Your instructions =>
Copy the entire listing exactly.

Data to use =>
PR #1273, opened 2026-07-28
conway collateral fix

polinavino:
# Description

The Conway spec was missing the check `collateralInputs ⊆ dom utxo`, which is now added. This is noted in the changelog, and reflected in the conformance testing. The `genErr` error messages adjusted to match the UTXO rule also.


carlostome (approved):
LGTM, thank you!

Task result =>
PR #1273, opened 2026-07-28
conway collateral fix

polinavino:
# Description

The Conway spec was missing the check `collateralInputs ⊆ dom utxo`, which is now added. This is noted in the changelog, and reflected in the conformance testing. The `genErr` error messages adjusted to match the UTXO rule also.


carlostome (approved):
LGTM, thank you!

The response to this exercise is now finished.